Angrily Flint forced himself to stop thinking about that. He almost hoped it was a trap! Suddenly his mind was wrenched from its dark thoughts by a harsh voice, speaking so near that he started in terror.

“Is that you, Bakaris?”

“Yes. Good to see you again, Gakhan.”

Shaking, Flint turned to see a dark figure emerge from the shadows of the wall. It was heavily cloaked and swathed in cloth. He remembered Tas’s description of the draconian.

“Are they carrying any other weapons?” Gakhan demanded, his eyes on Flint’s battle-axe.

“No,” Laurana answered sharply.

“Search them,” Gakhan ordered Bakaris.

“You have my word of honor,” Laurana said angrily. “I am a princess of the Qualinesti—”

Bakaris took a step toward her. “Elves have their own code of honor,” he sneered. “Or so you said the night you shot me with your cursed arrow.”

Laurana’s face flushed, but she made no answer nor did she fall back before his advance.

Coming to stand in front of her, Bakaris lifted his right arm with his left hand, then let it fall. “You destroyed my career, my life.”

Laurana, holding herself rigid, watched him without moving. “I said I carry no weapons.”

“You can search me, if you like,” offered Tasslehoff, interposing himself—accidentally—between Bakaris and Laurana. “Here!” He dumped the contents of a pouch onto Bakaris’s foot.

“Damn you!” Bakaris swore, cuffing the kender on the side of the head.

“Flint!” Laurana cautioned warningly through clenched teeth. She could see the dwarf’s face red with rage. At her command, the dwarf choked back his anger.

“I’m s-sorry, truly!” Tas snuffled, fumbling around the ground after his things.

“If you delay much longer, we won’t have to alert the guard,” Laurana said coldly, determined not to tremble at the man’s foul touch. “The sun will be up and they will see us clearly.”

“The elfwoman is right, Bakaris,” Gakhan said, an edge in his reptilian voice. “Take the dwarf’s battle-axe and let’s get out of here.”

Looking at the brightening horizon—and at the cloaked and hooded draconian—Bakaris gave Laurana a vicious glance, then snatched the battle-axe away from the dwarf.

“He’s no threat! What’s an old man like him going to do, anyway?” Bakaris muttered.

“Get moving,” Gakhan ordered Laurana, ignoring Bakaris. “Head for that grove of trees. Keep hidden and don’t try alerting the guard. I am a magic-user and my spells are deadly. The Dark Lady said to bring you safely, ‘general.’ I have no instructions regarding your two friends.”
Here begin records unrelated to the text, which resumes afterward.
PR #9184, opened 2026-05-07
add restrict_namespaces to core generics with special handling

ajtmccarty:
add `restricted_namespaces` to some of our internal generic schemas to prevent users from making node schemas that inherit from these generics. the restricted generics are ones that we have specific internal logic for that should not be extensible by users.

these are the generic schemas restricted in this PR. please review carefully to check if any are missing or should be removed
- `CoreCredential`
- `CoreGenericAccount`
- `CoreResourcePool`
- `CoreIPPool`
- `CoreTransformation`
- `CoreBasePermission`
- `CoreMenu`
- `CoreComment`
- `CoreThread`
- `CoreValidator`
- `CoreKeyValue`
- `CoreTriggerRule`
- `CoreAction`
- `CoreNodeTriggerMatch`

### DIFF
--- a/backend/infrahub/core/schema/definitions/core/account.py
+++ b/backend/infrahub/core/schema/definitions/core/account.py
@@ -113,6 +113,7 @@ core_credential = GenericSchema(
     branch=BranchSupportType.AGNOSTIC,
     uniqueness_constraints=[["name__value"]],
     documentation="/topics/auth",
+    restricted_namespaces=["Core"],
     attributes=[
         Attr(name="name", kind="Text", unique=True, order_weight=1000),
         Attr(name="label", kind="Text", optional=True, order_weight=2000),
@@ -134,6 +135,7 @@ core_generic_account = GenericSchema(
     branch=BranchSupportType.AGNOSTIC,
     documentation="/topics/auth",
     uniqueness_constraints=[["name__value"]],
+    restricted_namespaces=["Core"],
     attributes=[
         Attr(name="name", kind="Text", unique=True),
         Attr(name="password", kind="HashedPassword", unique=False),
--- a/backend/infrahub/core/schema/definitions/core/key_value.py
+++ b/backend/infrahub/core/schema/definitions/core/key_value.py
@@ -20,6 +20,7 @@ core_key_value = GenericSchema(
     icon="mdi:key-variant",
     branch=BranchSupportType.AGNOSTIC,
     generate_profile=False,
+    restricted_namespaces=["Core"],
     attributes=[
         Attr(
             name="name",
--- a/backend/infrahub/actions/schema.py
+++ b/backend/infrahub/actions/schema.py
@@ -29,6 +29,7 @@ core_trigger_rule = GenericSchema(
     branch=BranchSupportType.AGNOSTIC,
     uniqueness_constraints=[["name__value"]],
     generate_profile=False,
+    restricted_namespaces=["Core"],
     attributes=[
         Attr(
             name="name",
@@ -90,6 +91,7 @@ core_action = GenericSchema(
     branch=BranchSupportType.AGNOSTIC,
     uniqueness_constraints=[["name__value"]],
     generate_profile=False,
+    restricted_namespaces=["Core"],
     attributes=[
         Attr(
             name="name",
@@ -129,6 +131,7 @@ core_node_trigger_match = GenericSchema(
     label="Node Trigger Match",
     branch=BranchSupportType.AGNOSTIC,
     generate_profile=False,
+    restricted_namespaces=["Core"],
     attributes=[],
     relationships=[
         Rel(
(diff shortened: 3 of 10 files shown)


backend/infrahub/core/schema/definitions/core/key_value.py
```diff
@@ -20,6 +20,7 @@
     icon="mdi:key-variant",
     branch=BranchSupportType.AGNOSTIC,
     generate_profile=False,
+    restricted_namespaces=["Core"],
```
polmichel, line 23: `CoreKeyValue` is meant to be a generic object, not just a Webhook header. It's true that for the webhook case it would make sense to restrict the `CoreKeyValue` objects (see `infrahub.webhook.models.WebhookHeader.resolve`), but I'm not sure doing so wouldn't impact the intended general purpose of this kind of object.
Maybe the solution would be to add another layer with an intermediate object to restrict the webhook header object type, since the run-time limitation is already hard-coded in the code.

Any thoughts regarding this @ogenstad ?

ogenstad: I think I would rather restrict it now and later if we change our mind or see a need for user defined types from `CoreKeyValue` it would be easy for us to remove this restriction. As it is now I'm not sure if there  is a scenario where customers can do anything useful when creating custom nodes from this generic since I think it would require custom code in most cases that end users wouldn't have access to.

If we go the other way and implement the restrictions later there's a growing risk of anyone having one of these within their schemas.

backend/infrahub/core/schema/definitions/core/account.py
```diff
@@ -134,6 +135,7 @@
     branch=BranchSupportType.AGNOSTIC,
     documentation="/topics/auth",
     uniqueness_constraints=[["name__value"]],
+    restricted_namespaces=["Core"],
```
ogenstad, line 138: This one I'm a bit unsure of. Given SSO and LDAP I'm not sure that it was the correct choice to have a password field in the generic itself, potentially we should even set the password attribute to not be required.

However as we have name and password and everything else on the generic there really isn't anything special about `CoreAccount` and someone would be able to create an `ExpandedAccount` and add things like `address`, `hairstyle`, `employment_number` and I would assume that the login and overall access would still work. Possibly since the frontend uses a custom forms for users/permissions there could be some things that would need to be managed there. I'm not sure that it's really useful to do this. It's not like Infrahub is an HR system.. Also this would only really work for local users as anything created by SSO or LDAP would be a `CoreAccount`.

ajtmccarty: this sounds like it would be an unexpected behavior for the future. if we're making changes to CoreGenericAccount at some point, I'd probably assume that all NodeSchemas using `CoreGenericAccount` are also in the `Core` namespace and fully under our control. but I suppose it could be the case that someone has already made their own `ExpandedAccount` and it is mostly working, so maybe we have to leave it unrestricted

ogenstad: That's also a good point. If we ever add an attribute to the generic that someone else already have in their schema.

ajtmccarty: so that's another point in favor of restricting it now, right?

ogenstad: Yes, this is pretty much why I wanted to add namespaces in the first place. Anything that gets extended from the core modules can be problematic sometime in the future. So I think the best option would be to not allow this for most of the things coming from our own namespaces, the alternative is for things where we only use the generic as a marker where it isn't expected to have a growing list of attributes. Even the BuiltinIPAddress might at some point be problematic if we wanted to add some helper methods etc, but since those are so specific we could solve them in different ways in the code. Others like "artifact target", I'd expect that we don't change or add relationships and attributes on those.

BaptisteGi: Never had the use case where I had to extend the `CoreAccount` generic. I guess there are valid ones as Patrick mentioned. IMO, we keep it restricted for the moment, and if we have a strong use case that would require extending it, we unlock it.

ajtmccarty: then I think we all agree that `CoreGenericAccount` is correctly restricted in this PR

ogenstad: Yes, let's move forward with this. Before merging can you create an issue in that release activities epic I created in Jira and mention that we should list these as breaking changes that would need to be corrected prior to the upgrade?

ajtmccarty: new subtask on the issue for breaking change release notes
https://opsmill.atlassian.net/browse/IFC-2615

ogenstad (approved):

PR #9190, opened 2026-05-08
[INFP-530]  enable order_by schema attribute to support node metadata fields with explicit sort direction spec

wvandeun:


dev/specs/infp-530-order-by-metadata-direction/spec.md
```diff
@@ -0,0 +1,109 @@
...
+**Status**: Draft
+**Input**: User description: "Enable order_by schema attribute to support node metadata fields with explicit sort direction"
+**Source ticket**: [INFP-530](https://opsmill.atlassian.net/browse/INFP-530)
+**Customer**: University of Melbourne
+
+## User Scenarios & Testing *(mandatory)*
+
+### User Story 1 - Default newest-first ordering on a relationship list (Priority: P1)
+
+A schema designer maintains a `Notes` schema that is attached to many parent objects through a many-cardinality relationship. They want every list view of `Notes` — whether on the parent's detail page, in the API, or in any UI tab — to default to "newest first" without each query having to specify the order. Today they must specify the metadata-based ordering at query time on every read; the UI does not, so the notes appear in an unhelpful order.
```
ogenstad: The use of `Notes` here is a bit confusing at first I thought it was a typo for `Nodes`. If we are talking about a node kind in the schema we should use a properly supported name that includes a namespace.

On another note I think I might have missed the part with the cardinality=many in the JPD card. Given that this is defined on the node level and doesn't control the ordering of a related node I'm wondering if that comment is related to this feature. Having said that I'd assume that it would just work regardless of if you're querying a node directly or querying through a relationship. It might be good to keep as a sanity check though.

dev/specs/infp-530-order-by-metadata-direction/spec.md
```diff
@@ -0,0 +1,109 @@
...
+
+**Why this priority**: This is the customer's real, blocking pain. Users cannot tell at a glance which note is most recent, which makes the feature unusable for its intended purpose. The fix lives entirely at the schema-definition level, so it's a single edit that propagates to every consumer.
+
+**Independent Test**: Define a `Notes` schema whose `order_by` declares newest-first ordering by creation timestamp. Attach two notes to a parent object at different times. Open the parent's detail page; verify the most-recent note appears first. Verify the same ordering holds when fetching the parent's notes through the API without any per-query ordering argument.
```
ogenstad: A clarification here is that for the we're talking about node metadata at the node level. This above could read as we're referring to the relationship metadata which would be a different feature. I.e. the ordering would be based on the node creation or update timestamp, not on the relationship creation or update timestamp.

dev/specs/infp-530-order-by-metadata-direction/spec.md
```diff
@@ -0,0 +1,109 @@
...
+**Feature Branch**: `wvd-20260516-infp-530-spec`
+**Created**: 2026-05-08
+**Status**: Draft
+**Input**: User description: "Enable order_by schema attribute to support node metadata fields with explicit sort direction"
+**Source ticket**: [INFP-530](https://opsmill.atlassian.net/browse/INFP-530)
+**Customer**: University of Melbourne
+
+## User Scenarios & Testing *(mandatory)*
+
+### User Story 1 - Default newest-first ordering on a relationship list (Priority: P1)
```
ogenstad, line 24: There's no mention of the `node_metadata` until user story 3, I think we should include it here as well as it's not possible to complete user story 1 without it. We should mention that both `__created_at` and `__updated_at` should be supported.

dev/specs/infp-530-order-by-metadata-direction/spec.md
```diff
@@ -0,0 +1,109 @@
...
+A schema author makes a typo in their `order_by` declaration — for example, references a metadata field that doesn't exist, or uses a malformed direction suffix. They want the schema load to fail fast with a clear, actionable error message that names the offending node and field.
+
+**Why this priority**: Without strict validation, malformed entries silently degrade to default ordering at runtime, leaving authors confused about why their declared ordering "doesn't work". Catching the error at schema load is cheap and prevents production confusion.
+
+**Independent Test**: Attempt to load a schema with each of the rejection cases below; verify each one raises a descriptive error at schema-load time citing the offending node and entry.
+
+**Acceptance Scenarios**:
+
+1. **Given** an `order_by` entry references an unsupported metadata field, **When** the schema is loaded, **Then** loading fails with an error naming the entry and listing supported fields.
+2. **Given** an `order_by` entry uses a malformed direction token (e.g., `__descending`), **When** the schema is loaded, **Then** loading fails with an error stating only `asc` and `desc` are valid.
```
ogenstad, line 78: Given that we already have the loading order for attributes, the `asc` would be the default and currently doesn't exist. We should also mention that adding `__desc` would be the correct approach since I don't think the spec mentions what this should look like. It might be that we want to add `__asc` for clarity.

Also when looking at this I think we may have a schema bug related to these names as we seem to allow double underscores in attribute (and probably relationship) names which should be problematic.. I will verify if we have a bug around this.

dev/specs/infp-530-order-by-metadata-direction/spec.md
wvandeun: It does control the ordering of the related nodes. IE for the related nodes the `order_by` property on the schema node of the related node is used. There seems to be a gap when there is a tie though, which is handled for a node, but not for related nodes. Clarifying that in the spec.

dev/specs/infp-530-order-by-metadata-direction/spec.md
```diff
@@ -0,0 +1,135 @@
...
+**Status**: Draft
+**Input**: User description: "Enable order_by schema attribute to support node metadata fields with explicit sort direction"
+**Source ticket**: [INFP-530](https://opsmill.atlassian.net/browse/INFP-530)
+**Customer**: University of Melbourne
+
+## Clarifications
+
+### Session 2026-05-11
+
+- Q: When two items share the same value on the schema-level `order_by` field (e.g., two documentation notes created in the same millisecond), what is their relative order? → A: Always append `node.uuid` ascending as an implicit final tiebreaker on all three list paths (top-level, relationship-peer, hierarchy) whenever `order_by` is in effect; this also standardizes today's inconsistency where only the top-level path appends UUID.
```
ogenstad, line 14: This is already done by the backend by default (without it the pagination completely falls apart when querying by name and there are hundreds of nodes called Ethernet1. But could be good to have as a reference for the node_metadata specifically as those queries might look slightly different.

ogenstad (approved):

PR #9194, opened 2026-05-08
IFC-2458: Update profile and template on changing unique attribute

### LINKED ISSUE #8894: bug: updating attribute unique does not add/remove from Template schemas
### Component

API Server / GraphQL

### Infrahub version

1.8.4

### Current Behavior

only attributes with unique=False and read-only=False should be included in the Template schema generated for a given Node schema. but if I update an attribute from unique=True to unique=False, then the attribute is not added to existing Template instances for the Node

### Expected Behavior

update the uniqueness of an attribute should correctly update any existing instances of Template schemas for the node to add/remove the attribute as appropriate

### Steps to Reproduce

1. load a schema that includes a unique attribute and has `generate_template=True`
2. create an instance of the Template schema for your schema from step 1
3. load an updated version of the schema from step 1 that sets the unique attribute to be non-unique
4. the attribute should be added to the Template schema and be updateable on the Template instance from step 2, but it is not

### Additional Information

the fix requires adding a new `attribute.unique.update` migration that does something similar to the `AttributeSupportsGeneratedSchemaMigration` migration

solababs:
# Why

This PR ensures that removing `unique: True` from a schema attribute correctly triggers the `AttributeSupportsGeneratedSchemaMigration`, which adds the attribute to all existing profile and template node instances.

Closes https://github.com/opsmill/infrahub/issues/8894

## How to test

```bash
uv run pytest backend/tests/component/core/migrations/schema/test_attribute_supports_generated_schema.py -v
```

## Checklist

- [x] Tests added/updated
- [x] [Changelog entry](../dev/guidelines/changelog.md) added (`changelog/8894.fixed.md`)


generated/infrahub/schema/develop.json
ajtmccarty, line 1: what are these files?

backend/tests/component/core/migrations/schema/test_attribute_supports_generated_schema.py
```diff
@@ -425,3 +438,219 @@ async def test_migration_disable_support_sub_template(
...
+    # When a user removes unique=True from their schema definition, the uniqueness_constraints
+    # are rebuilt from scratch (not inherited). Replicate that by removing the stale entry.
+    # Constraint paths use the "attr__value" format (e.g. "nbr_seats__value"), so we must
+    # check startswith rather than an exact string match.
+    if new_car_schema.uniqueness_constraints:
+        new_car_schema.uniqueness_constraints = [
+            paths
+            for paths in new_car_schema.uniqueness_constraints
+            if not any(p == "nbr_seats" or p.startswith("nbr_seats__") for p in paths)
+        ] or None
```
ajtmccarty: can you just set `new_car_schema.uniqueness_constraints` to whatever it should be instead of doing it programatically? it seems like this should be a known value

backend/tests/component/core/migrations/schema/test_attribute_supports_generated_schema.py
```diff
@@ -425,3 +438,219 @@ async def test_migration_disable_support_sub_template(
...
+    )
+
+
+@pytest.fixture
+async def device_part_schema_unique_serial(
+    db: InfrahubDatabase, default_branch: Branch, node_group_schema: None, data_schema: None
+) -> SchemaBranch:
+    """TestDevice (generate_template=True) has COMPONENT TestPart (generate_template=False).
+    serial_number starts unique=True so it is NOT on template instances."""
+    part = _PART.model_copy(deep=True)
```
ajtmccarty: I believe our `duplicate()` method would work here

backend/tests/component/core/migrations/schema/test_attribute_supports_generated_schema.py
```diff
@@ -425,3 +438,219 @@ async def test_migration_disable_support_sub_template(
...
+    part.get_attribute("serial_number").unique = True
+    registry.schema.register_schema(
+        schema=SchemaRoot(generics=[core_object_template, core_object_component_template]),
+        branch=default_branch.name,
+    )
+    return registry.schema.register_schema(schema=SchemaRoot(nodes=[_DEVICE, part]), branch=default_branch.name)
+
+
+async def test_migration_unique_enable_support_sub_template(
```
ajtmccarty, line 526: I think this case deserves to be in an integration test, either a new one or an existing one. it should ensure that the template schema and instance correctly have the expected attribute added/removed when the attribute's uniqueness is updated

generated/infrahub/schema/develop.json
solababs: they were automatically generated, and the `generated/` is not in `.gitignore`

ajtmccarty: what are they? should they be included?

ajtmccarty (commented):
this looks good. I think it is ready to merge once those `generated/` files are addressed

changelog/8894.fixed.md
```diff
@@ -0,0 +1 @@
+Changing `unique` to `False` on a schema attribute now correctly triggers a migration that adds the attribute to existing profile and template nodes.
```
ajtmccarty: we try to say `objects` instead of `nodes`

ajtmccarty (approved):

They followed Gakhan across the flat, open ground outside the city gates to a large grove of trees, keeping in the shadows as much as possible. Bakaris walked beside Laurana. Holding her head high, she resolutely refused to even acknowledge his existence. Reaching the trees, Gakhan pointed.

“Here are our mounts,” he said.

“We’re not going anywhere!” Laurana said angrily, staring at the creatures in alarm.